─── Exercise data

PR #6931, opened 2023-04-09
serve: trigger systemd notify for restic

shyim:

I would like to react for systemd notify hooks to savely build my backup scripts.

I have an Restic Service + Restic Timer and they start Rclone before they run. I want to make it safe that the Restic API is ready before the Restic process itself starts. Therefore I want to use `Type=notify` on my Rclone.

Nope

#### Checklist

### DIFF
--- a/cmd/serve/restic/restic.go
+++ b/cmd/serve/restic/restic.go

──────

▸ Required action
How many lines in the records contain the string "notify"? Give the number by itself.

▸ Expected answer
3